Sur le fond de l’affaire, bien entendu, je me récuse. Je n’ai pas de lumières et je ne puis que m’en rapporter a ceux qui en ont plus que moi.

Je ne suis pas non plus graphologue, et je n’ai pas le temps de vérifier les mesures.

Maintenant, si vous voulez seulement savoir si, dans les raisonnements où M. Bertillon applique le calcul des probabilités, cette application est correcte, je puis vous donner mon avis.

Prenons le premier de ces raisonnements, le plus compréhensible de tous.

Sur 13 mots redoublés correspondant à 26 coïncidences possibles, l’auteur constate 4 coïncidences réalisées.

Evaluant à 0,2 la probabilité d’une coïncidence isolée, il conclut que celle de la réunion de 4 coïncidences est de 0,0016.

C’est faux.

0,0016 c’est la probabilité pour qu’il y ait 4 coïncidences sur 4. Celle pour qu’il y en ait 4 sur 26 est 400 fois plus grande, soit 0,7.

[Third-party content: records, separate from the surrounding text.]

PR #7350, opened 2026-07-03
fix(qwp): prevent stale egress plans from leaking to clients

jerrinot:
## fix(qwp): prevent stale egress plans from leaking to clients

QWP egress only retried once when a cached SELECT plan became stale. A second stale-plan hit during recompile surfaced as a query error to the client, unlike REST and PGWire which use the configured SQL recompile limit.

Retry QWP egress cursor acquisition up to `maxSqlRecompileAttempts` before returning an error, and keep the retry before any result bytes are sent.

## ci: split the mac-griffin test shard to avoid timeouts

The `mac-griffin` hosted job ran the entire `**/griffin/**` tree (~971 test classes, including all fuzz tests) in a single macOS leg. It was the pipeline's long pole and sat right at the 60-minute per-job cap, so macOS agent variance or steady test growth could tip it over. This PR's own run (Azure build 249084) timed out on `mac-griffin` at ~55 minutes with tests still progressing normally - no hung test and no crash, just wall-clock exhaustion.

Split it into three self-contained legs, mirroring the existing `windows-griffin` base/sub/fuzz layout:

- `mac-griffin-base` - `**/griffin/*` minus fuzz (212 classes)
- `mac-griffin-sub` - `**/griffin/**/*` minus base/fuzz (738 classes)
- `mac-griffin-fuzz` - the `griffin/fuzz` package plus every `*Fuzz*` class (21 classes)

The three legs form a disjoint, complete partition of the griffin tree; only griffin is repartitioned, so `mac-cairo`, `mac-cairo-fuzz`, `mac-pgwire`, and `mac-other` are untouched (`mac-other` still excludes `**/griffin/**`).

Tradeoff: this adds two more concurrent macOS agents (mac legs 5 -> 7), and macOS hosted agents are the most constrained pool. Balance is by class count rather than measured runtime, so `mac-griffin-sub` is the leg to watch; the base/sub boundary can be nudged later if it runs hot.

## Test plan

- Verified the three griffin globs form a disjoint, complete partition over all 971 griffin test classes: every class lands in exactly one leg, with no double-runs and no gaps.
- The full Azure macwin pipeline run on this branch is the validation that each new leg completes under the 60-minute cap.


jerrinot:
CI hiccup:
[ERROR] Failed to execute goal org.jacoco:jacoco-maven-plugin:0.8.14:prepare-agent (default-prepare-agent) on project questdb: Execution default-prepare-agent of goal org.jacoco:jacoco-maven-plugin:0.8.14:prepare-agent failed: Plugin org.jacoco:jacoco-maven-plugin:0.8.14 or one of its dependencies could not be resolved: Could not transfer artifact org.apache.maven.doxia:doxia-sink-api:jar:1.0 from/to hetzner-reposilite (http://maven.internal:8081/releases/): transfer failed for http://maven.internal:8081/releases/org/apache/maven/doxia/doxia-sink-api/1.0/doxia-sink-api-1.0.jar: Connect to maven.internal:8081 [maven.internal/10.0.0.12] failed: Connect timed out -> [Help 1]
[ERROR] 
[ERROR] To see the full stack trace of the errors, re-run Maven with the -e switch.
[ERROR] Re-run Maven using the -X switch to enable full debug logging.

jerrinot:
Review — PR #7350 fix(qwp): prevent stale egress plans from leaking to clients (level 2)

Verdict: Approve. The core change is correct and is a near-verbatim port of the HTTP/PGWire bounded-recompile loop. 13 draft leads investigated, 11 confirmed clean (false positives), 2 Minor observations survived. All findings in-diff; the cross-context surface (callers of the changed private method + the
shared static hook) was walked and is clean.

Critical

None.

Moderate

None.

Minor

1. Orphaned section comment after alphabetical re-sort — in-diff
QwpEgressUpgradeProcessor.java:~862. The relocated comment // Egress message dispatch and query execution now sits directly above executeNonSelect, but dispatchEgressMessage was sorted away to ~line 802. The comment reads as a section heading for methods that alphabetization has already scattered — exactly
the "won't stay grouped by category" failure CLAUDE.md warns about. Not a banner-comment violation (it's plain prose), but it's now misleading; consider deleting it or narrowing it to describe only executeNonSelect.

2. DEBUG_FORCE_STALE_PLAN_RECOMPILES is a process-global static with a non-atomic read-modify-write — in-diff (test hook)
QwpEgressUpgradeProcessor.java:1224-1227. The counter is public static volatile, shared across all egress connections and all server instances in the JVM, and the decrement (read local; write local-1) is not atomic. Safe today: surefire runs test classes sequentially per fork and both new tests reset the
field in finally. But the exact-count assertions (assertEquals(0, DEBUG_FORCE_STALE_PLAN_RECOMPILES)) would flake if intra-fork test parallelism is ever enabled, two QWP servers run in one JVM, or a stray concurrent SELECT lands while the counter is armed. This matches the existing
DEBUG_FORCE_INTERNAL_ERROR_ON_RESUME shape, so it's consistent practice, not a regression — worth a one-line comment noting the single-connection assumption.

Downgraded (false positives)

- Resource leak / double-free on retry or exhaustion — Misc.free nulls cursor/pageFrameCursor/factory at 1244-1246; the outer catch re-frees three already-null refs (no-op). SqlCompiler is try-with-resources per iteration. Clean.
- SqlException.$(0, e.getFlyweightMessage()) aliases the exception's mutable StringSink — position(0).put(msg) copies char-by-char into SqlException's own sink; getMessage() then materializes a fresh String. Independent of e's buffer. Safest of the four processor impls.
- Thread-local SqlException corrupted by LOG.error().$(e) before sendQueryError reads it — nothing between the throw and e.getMessage() re-enters SqlException.position(); under -ea position() even allocates fresh. Clean.
- Off-by-one vs maxSqlRecompileAttempts — maxSqlRecompileAttempts + 1 total attempts, identical accounting to JsonQueryProcessor:474/513. Both tests confirm the counts.
- Metrics double-count across retries — markQueryStarted is once before the loop; error/cancel metrics only in the outer catch. No per-retry counting.
- applyCacheReset staging left inconsistent on exhaustion — staged mask is retained and OR-merged by the next query; the method's own comment covers "a SELECT that threw before emitPendingCacheReset ran." Unchanged path count.
- Moved methods changed behavior — git show 98b87526e3 confirms the relocation commit is byte-identical (per-method diff empty, MD5 match); the behavioral change lives entirely in dbd04d659b.
- Member ordering broken by the move — both peer groups (private-static, private-instance) are fully alphabetical after the move; stageReject, applyCacheResetForUpcomingQuery, and emitPendingCacheReset all land in their correct slots.
- Test API / config plumbing — startServerWithRetry, newPlainText, QwpConstants.STATUS_PARSE_ERROR, and CAIRO_SQL_MAX_RECOMPILE_ATTEMPTS (default 10) all exist and wire through as the tests assume.
- Test assertion style — the tests drive a real QWP WebSocket client via callback handlers (protocol-level), so the assertQuery(...) builder rule doesn't apply; assertMemoryLeak wrappers are legitimate multi-statement server+client scopes.
- Commit titles (order!, Conventional-Commits prefix) — CLAUDE.md: PR branch history is throwaway under squash-merge; not flagged.

Summary

- 11 draft findings dropped as false positives, 2 Minor confirmed. All in-diff.
- Regressions/tradeoffs: none. The change strictly widens the retry budget (retry-once → maxSqlRecompileAttempts) and converts the exhaustion error from a raw TableReferenceOutOfDateException (mapped to STATUS_INTERNAL_ERROR) to SqlException (STATUS_PARSE_ERROR) — the intended, better-classified
client-facing behavior, matching REST/PGWire.
- Test coverage is good: one regression test proving 2 consecutive stale plans now succeed (would fail on the old retry-once loop) and one proving exhaustion returns a clean parse error with zero rows streamed.

Nothing blocks merge; the two Minor items are optional cleanups.

bluestreak01 (approved):
Approve (level-3 review).

The QWP fix is a faithful port of the HTTP/PGWire bounded-recompile loop: retry accounting (`retries == maxSqlRecompileAttempts` -> maxSqlRecompileAttempts+1 total attempts) matches JsonQueryProcessor/ExportQueryProcessor exactly, and the exhaustion error is correctly reclassified from a raw TableReferenceOutOfDateException (STATUS_INTERNAL_ERROR) to SqlException (STATUS_PARSE_ERROR). No aliasing/double-free/leak on the retry or exhaustion paths (verified: fresh exception per throw, char-copy into the thread-local SqlException, null no-op frees).

The CI mac-griffin split is a provably disjoint and complete partition of the griffin tree: base=griffin/* minus fuzz, sub=griffin/**/* minus base/fuzz-pkg/fuzz-named, fuzz=griffin/fuzz/** plus **Fuzz**. Union = all griffin classes, pairwise intersections empty, and it's robust to the exact glob semantics of **Fuzz** because sub's exclude and fuzz's include use the identical pattern. mac-other still excludes **/griffin/**, so no cross-leg double-run.

No Critical or Moderate findings. Minor nits (all optional):
- ci/templates/hosted-jobs.yml:90 - the mac-other comment still says 'run in mac-griffin', a job this PR renamed away; the parallel windows-other comment was kept accurate, so worth syncing.
- The relocated // Egress message dispatch and query execution comment now sits above executeNonSelect as a misleading section heading (dispatchEgressMessage was sorted elsewhere).
- DEBUG_FORCE_STALE_PLAN_RECOMPILES exact-count assertions assume single-connection/sequential forks; consistent with the existing DEBUG_FORCE_* hooks.
- The added cursor/pageFrameCursor frees in the inner catch are dead (both always null at the throw site) but harmless.

Good regression coverage: one test proving two consecutive stale plans now succeed (fails on the old retry-once loop) and one proving exhaustion returns a clean parse error with zero rows streamed.

bluestreak01 (changes requested):
@jerrinot

# Review — PR #7350 `fix(qwp): prevent stale egress plans from leaking to clients` (level 3)

**Reviewing at level 3** — full mission-critical pass: change-surface + coverage map, all 13 applicable agents (Agent 8/Rust N-A — no `.rs`), fresh-context adversarial pass, per-finding source verification. Two bundled changes: a QWP egress bug fix and a CI shard split.

## Coverage map

| Change | Test | Failure link | Dims | Verdict |
|---|---|---|---|---|
| `handleQueryRequest`: retry budget widened `retry-once` → `maxSqlRecompileAttempts` (default 10); total attempts `= max+1` | `testRepeatedStalePlanRecompilesDoNotLeakToClient` (DEBUG=2, max=10) | Forces 2 consecutive stale opens then success; asserts row `42` returned + `DEBUG==0`. Under the reverted retry-once loop the 2nd throw (`attempts>=2`) surfaces to the client → `onError`→`Assert.fail`. Verified regression guard. | happy ✓, error ✓, boundary (partial), leak ✓ (`assertMemoryLeak`), concurrency N-A (single conn) | **TESTED** |
| Exhaustion reclassified `TableReferenceOutOfDateException`(INTERNAL) → `SqlException`(PARSE) | `testStalePlanRecompileExhaustionReturnsParseError` (max=2, DEBUG=3) | Asserts `STATUS_PARSE_ERROR` + message contains `"cached query plan cannot be used"` + `rows==0` + `onEnd` not seen + `DEBUG==0`. Fails if the reclassification or the byte-count regresses. | happy N-A, error ✓, NULL N-A, boundary ✓ (exact exhaustion), leak ✓ | **TESTED** |
| Real DDL-race stale recompile (non-debug path) | `testDropRecreateRecompilesStaleFactory` (pre-existing, 5 real DROP+CREATE cycles) | Exercises a genuine `TableReferenceOutOfDateException` from `getCursor`/`getPageFrameCursor`. | happy ✓, error ✓ | **TESTED** |
| CI: mac-griffin → base/sub/fuzz partition | none (CI config) | Validated by the macwin pipeline run, not a unit test. EXEMPT as CI-config; but see the Moderate finding — the partition is valid yet mis-balanced. | N-A | **EXEMPT (CI)** |

Coverage map: 3 behavioral code changes, 3 TESTED, 0 UNTESTED. The exhaustion-boundary edge is bracketed but not pinned exactly (`DEBUG==max` last-chance success is untested); low-severity, noted below.

## Critical

None. The QWP code change is correct on every path I traced:
- Retry accounting `for (int retries=0;;retries++)` with `if (retries == maxSqlRecompileAttempts) throw SqlException.$(0, e.getFlyweightMessage())` is byte-for-byte the `JsonQueryProcessor.java:512-514` reference (`max+1` total attempts). No off-by-one.
- Exhaustion reclassification INTERNAL→PARSE verified through `mapErrorStatus` (`SqlException`→`STATUS_PARSE_ERROR`; raw `TableReferenceOutOfDateException`, a bare `RuntimeException`, would fall through to `STATUS_INTERNAL_ERROR`).
- Thread-local `SqlException` aliasing is safe: `SqlException.$` char-copies from the exception's own `StringSink` into the `CarrierLocal` sink, and nothing between the throw and `e.getMessage()` re-enters `SqlException.position()`; the message is materialized to a `String` as a method argument before `sendQueryError` runs.
- Resource lifecycle (cache poll removes ownership, per-iteration `SqlCompiler` try-with-resources, `factory`/`cursor`/`pageFrameCursor` freed-and-nulled each retry, no double-free on exhaustion, no poisoned cache) is clean.
- The three relocated methods (`applyCacheResetForUpcomingQuery`, `emitPendingCacheReset`, `stageReject`) are **byte-identical** to base (verified by brace-matched extraction) — pure alphabetical reordering.
- Egress-only: no ingress/producer/store-and-forward contract is touched, so the QWP store-and-forward invariants do not apply here.

## Moderate

**1. CI fuzz-shard split does not isolate the fuzz long-pole it targets — `**/griffin/**Fuzz**` misses all subpackage fuzz classes.** `ci/templates/hosted-jobs.yml:18,33,46` — in-diff. **Verified empirically** by running the actual surefire matcher (`TestListResolver`, surefire-api 3.5.3) against representative class paths:

```
class                                          base   sub    fuzz
griffin/CreateTableFuzzTest (base pkg)         false  false  true    <- correct
griffin/fuzz/... (fuzz pkg)                     false  false  true    <- correct
griffin/engine/join/AsOfJoinFuzzTest (subpkg)  false  TRUE   false   <- WRONG leg
griffin/unnest/UnnestFuzzTest (subpkg)         false  TRUE   false   <- WRONG leg
griffin/engine/window/NamedWindowFuzzTest      false  TRUE   false   <- WRONG leg
```

`**Fuzz**` is not the special Ant `**` segment token; after `/griffin/` it collapses to a single-segment matcher that requires the `Fuzz` file to be an *immediate child of griffin*. So the fuzz leg captures only the 6 base-package fuzz classes plus the `griffin/fuzz` package — the **13 subpackage `*Fuzz*` classes run on `mac-griffin-sub`**:

```
griffin/engine/join/AsOfJoinFuzzTest (6 @Test, 515 lines)
griffin/unnest/UnnestFuzzTest (6 @Test)   griffin/unnest/JsonUnnestFuzzTest (4 @Test)
griffin/engine/window/NamedWindowFuzzTest (3 @Test)   griffin/engine/orderby/OrderByNegativeLimitFuzzTest
griffin/engine/groupby/{GroupByCharSequenceLongHashMap,GroupByIntHashSet,GroupByLongHashSet,GroupByLongLongHashMap,GroupByUtf8SequenceLongHashMap}FuzzTest
griffin/engine/functions/array/{BuildArray,DoubleArraySort}FuzzTest   griffin/engine/functions/groupby/ArrayAggDoubleFuzzTest
```

Consequences: (a) the partition is **still valid** — every griffin class runs in exactly one leg (`#legs==1` for all; no double-run, no gap), because sub's exclude uses the identical `**/griffin/**Fuzz**` as fuzz's include, so this is not a coverage bug; but (b) the split **fails its stated purpose** — several genuine long-running query fuzzers (AsOfJoin, unnest, window, order-by) stay on `mac-griffin-sub`, which the PR body itself calls "the leg to watch," so the very timeout the change fixes can recur there; (c) the `mac-griffin-fuzz` comment (`:37` "every `*Fuzz*` class under griffin") and the "21 classes" balance claim are factually wrong; (d) it diverges from the Windows shards, which use depth-agnostic `**/**Fuzz**`.

*Justification for Moderate (not Critical):* zero dimension on database correctness, data integrity, resource safety, or data-path performance/IO — every test still runs exactly once; the only effect is CI leg balance + a wrong comment.

*Fix (verified with the real matcher to keep the partition valid AND route all fuzz to the fuzz leg): replace `**/griffin/**Fuzz**` with `**/griffin/**/*Fuzz*` in all three places:*
- base exclude (`:18`): `**/griffin/**/*Fuzz*`
- sub exclude (`:33`): `**/griffin/*,**/griffin/fuzz/**,**/griffin/**/*Fuzz*`
- fuzz include (`:46`): `**/griffin/fuzz/**,**/griffin/**/*Fuzz*`

The macwin run then validates the rebalanced legs.

## Minor

1. **Stale comment** `ci/templates/hosted-jobs.yml:90` — `# Exclude griffin: run in mac-griffin`; the `mac-griffin` job no longer exists (now base/sub/fuzz). The parallel `windows-other-1:194` (`run in windows-griffin-base and windows-griffin-sub`) is the correct form. Sync it. (The exclude `**/griffin/**` itself is correct — verified mac-other still excludes all griffin.)
2. **Misleading section-heading comment** `QwpEgressUpgradeProcessor.java` — the relocated `// Egress message dispatch and query execution` now sits above `executeNonSelect` in an alphabetically-sorted file, describing a region alphabetization has scattered (the actual `dispatchEgressMessage` is elsewhere). Not a `// ===` banner, so not a hard CLAUDE.md violation, but misleading — delete it.
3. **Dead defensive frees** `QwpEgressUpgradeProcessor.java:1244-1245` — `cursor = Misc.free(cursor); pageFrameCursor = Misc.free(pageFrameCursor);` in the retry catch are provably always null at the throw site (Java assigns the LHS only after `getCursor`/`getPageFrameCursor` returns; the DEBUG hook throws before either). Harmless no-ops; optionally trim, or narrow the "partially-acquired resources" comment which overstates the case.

Cette erreur colossale rend suspect tout ce qui suit. [...]

Quand M. Poincaré parle de « 400 fois plus grande, soit 0,7 », expliquer pourquoi il a dû faire ses calculs « à la main » et a donné des approximations par défaut. On pourra en passant expliquer pourquoi la partie de phrase « Celle pour qu’il y en ait 4 sur 26 » pourrait être ambigüe.

Point info : lors du dernier procès de 1904, Poincaré (aidés de Darboux et Appel) va rédiger un rapport indiquant notamment que dans l’analyse du bordereau par Bertillon, des techniques mathématiques sont appliquées de manière abusive et erronée. Le rapport commence d’ailleurs par un petit cours sur la façon correcte dont on peut utiliser les probabilités conditionnelles (notamment la formule de Bayes, que l’on applique sans la nommer en terminale…), contrairement à l’utilisation qu’en fait Bertillon.

Poincaré indique également que l’utilisation du calcul des probabilités dans ce genre de considération ne peut être légitime. En effet, tout raisonnement probabiliste nécessite l’introduction de probabilités a priori. Or celles-ci relèvent nécessairement d’éléments moraux qui ne peuvent en aucun cas être modélisés par un calcul scientifique.